*EXERCISE*
Each entry is to be restated word for word, with nothing omitted.

*DATA EXTRACTS*
PR #10194, opened 2016-07-30
[cmake/win32] Don't find system wide installed mysqlclient on Windows

fetzerch:
There might be better ways to do this (on a broader level similar to cross compiling options on other platforms). But mysql is the one dependency that has a high chance to be installed system wide on dev machines, so it might be good to get that as fix in.

ping: @mapfau, @Paxxi

### DIFF
--- a/project/cmake/modules/FindMySqlClient.cmake
+++ b/project/cmake/modules/FindMySqlClient.cmake
@@ -14,11 +14,20 @@
 #
 #   MySqlClient::MySqlClient   - The MySqlClient library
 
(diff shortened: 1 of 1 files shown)


fetzerch:
I've implemented an alternative more generic approach in https://github.com/fetzerch/xbmc/commit/92bb56974499311c6e5486823e24ea9d3ba59891. However with @Paxxi we decided to package a cmake config for mysqlclient and make sure cmake uses that.

fetzerch:
Jenkins build this please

*SOLVED EXERCISE*
PR #10194, opened 2016-07-30
[cmake/win32] Don't find system wide installed mysqlclient on Windows

fetzerch:
There might be better ways to do this (on a broader level similar to cross compiling options on other platforms). But mysql is the one dependency that has a high chance to be installed system wide on dev machines, so it might be good to get that as fix in.

ping: @mapfau, @Paxxi

### DIFF
--- a/project/cmake/modules/FindMySqlClient.cmake
+++ b/project/cmake/modules/FindMySqlClient.cmake
@@ -14,11 +14,20 @@
 #
 #   MySqlClient::MySqlClient   - The MySqlClient library
 
(diff shortened: 1 of 1 files shown)


fetzerch:
I've implemented an alternative more generic approach in https://github.com/fetzerch/xbmc/commit/92bb56974499311c6e5486823e24ea9d3ba59891. However with @Paxxi we decided to package a cmake config for mysqlclient and make sure cmake uses that.

fetzerch:
Jenkins build this please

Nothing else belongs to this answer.